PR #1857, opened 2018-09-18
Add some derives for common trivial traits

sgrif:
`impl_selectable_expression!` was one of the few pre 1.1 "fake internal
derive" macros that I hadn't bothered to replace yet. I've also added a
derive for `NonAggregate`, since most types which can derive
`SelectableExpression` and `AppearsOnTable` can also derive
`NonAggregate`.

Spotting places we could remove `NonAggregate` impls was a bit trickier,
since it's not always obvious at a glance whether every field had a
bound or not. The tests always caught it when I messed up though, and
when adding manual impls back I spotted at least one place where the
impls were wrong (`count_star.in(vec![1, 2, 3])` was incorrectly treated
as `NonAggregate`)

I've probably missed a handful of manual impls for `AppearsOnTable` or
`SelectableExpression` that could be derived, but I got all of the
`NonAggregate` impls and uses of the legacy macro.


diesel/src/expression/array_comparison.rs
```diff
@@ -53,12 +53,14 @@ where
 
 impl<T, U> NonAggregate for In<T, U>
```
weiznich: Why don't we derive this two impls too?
- - - - - - -
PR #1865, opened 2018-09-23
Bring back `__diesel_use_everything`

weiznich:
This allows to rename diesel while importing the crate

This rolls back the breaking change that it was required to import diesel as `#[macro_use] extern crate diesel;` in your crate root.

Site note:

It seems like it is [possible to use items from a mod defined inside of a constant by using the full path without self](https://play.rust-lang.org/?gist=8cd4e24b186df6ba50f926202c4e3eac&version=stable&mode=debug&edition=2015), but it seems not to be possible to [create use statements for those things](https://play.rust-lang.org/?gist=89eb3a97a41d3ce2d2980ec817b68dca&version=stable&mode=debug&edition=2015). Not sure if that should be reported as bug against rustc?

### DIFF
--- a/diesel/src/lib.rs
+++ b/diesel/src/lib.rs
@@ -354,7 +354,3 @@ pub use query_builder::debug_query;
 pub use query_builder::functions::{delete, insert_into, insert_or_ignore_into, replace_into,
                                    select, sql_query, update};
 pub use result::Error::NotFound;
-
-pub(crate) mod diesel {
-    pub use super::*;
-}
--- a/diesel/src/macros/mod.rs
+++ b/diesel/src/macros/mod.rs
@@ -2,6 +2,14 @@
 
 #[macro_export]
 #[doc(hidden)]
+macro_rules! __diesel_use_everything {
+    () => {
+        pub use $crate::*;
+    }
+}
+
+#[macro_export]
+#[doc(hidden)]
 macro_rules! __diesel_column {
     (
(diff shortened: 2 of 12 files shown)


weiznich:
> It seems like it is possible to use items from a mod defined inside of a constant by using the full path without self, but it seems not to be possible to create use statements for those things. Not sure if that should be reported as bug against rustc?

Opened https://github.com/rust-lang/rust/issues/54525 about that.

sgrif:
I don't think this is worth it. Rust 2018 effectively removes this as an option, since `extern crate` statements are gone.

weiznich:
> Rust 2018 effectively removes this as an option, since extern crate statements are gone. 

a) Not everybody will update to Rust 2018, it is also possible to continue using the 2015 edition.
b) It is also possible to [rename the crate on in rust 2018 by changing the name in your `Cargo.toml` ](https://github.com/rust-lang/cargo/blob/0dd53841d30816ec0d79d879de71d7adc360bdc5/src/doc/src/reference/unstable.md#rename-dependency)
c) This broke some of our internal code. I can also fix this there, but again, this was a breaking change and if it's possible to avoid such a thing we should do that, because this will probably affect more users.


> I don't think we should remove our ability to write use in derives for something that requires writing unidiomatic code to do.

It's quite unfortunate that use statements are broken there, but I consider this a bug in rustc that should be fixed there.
- - - - - - -
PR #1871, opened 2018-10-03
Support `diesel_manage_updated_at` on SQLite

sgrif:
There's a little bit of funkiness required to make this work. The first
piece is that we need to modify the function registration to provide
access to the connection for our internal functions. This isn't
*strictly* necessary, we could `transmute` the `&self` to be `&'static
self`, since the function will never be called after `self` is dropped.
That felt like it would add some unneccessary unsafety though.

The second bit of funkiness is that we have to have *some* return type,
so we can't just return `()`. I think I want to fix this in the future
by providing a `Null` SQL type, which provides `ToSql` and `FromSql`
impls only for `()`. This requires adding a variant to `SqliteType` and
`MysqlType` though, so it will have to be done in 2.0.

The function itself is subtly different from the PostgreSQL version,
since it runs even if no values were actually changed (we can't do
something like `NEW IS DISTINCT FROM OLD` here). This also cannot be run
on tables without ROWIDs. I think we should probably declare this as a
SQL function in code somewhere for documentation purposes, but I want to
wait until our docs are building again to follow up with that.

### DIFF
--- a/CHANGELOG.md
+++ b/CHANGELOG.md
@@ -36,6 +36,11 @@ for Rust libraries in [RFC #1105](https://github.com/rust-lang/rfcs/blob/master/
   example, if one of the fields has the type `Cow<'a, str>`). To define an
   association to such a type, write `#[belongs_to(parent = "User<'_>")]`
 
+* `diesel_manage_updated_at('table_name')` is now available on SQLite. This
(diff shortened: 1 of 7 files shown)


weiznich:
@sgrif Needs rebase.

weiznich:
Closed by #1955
- - - - - - -
Work item
Above are some records; copy exactly the lines from the one with "on tables without" through the one with "association to such", both included, and no others.

Task solution
on tables without ROWIDs. I think we should probably declare this as a
SQL function in code somewhere for documentation purposes, but I want to
wait until our docs are building again to follow up with that.

### DIFF
--- a/CHANGELOG.md
+++ b/CHANGELOG.md
@@ -36,6 +36,11 @@ for Rust libraries in [RFC #1105](https://github.com/rust-lang/rfcs/blob/master/
   example, if one of the fields has the type `Cow<'a, str>`). To define an
   association to such a type, write `#[belongs_to(parent = "User<'_>")]`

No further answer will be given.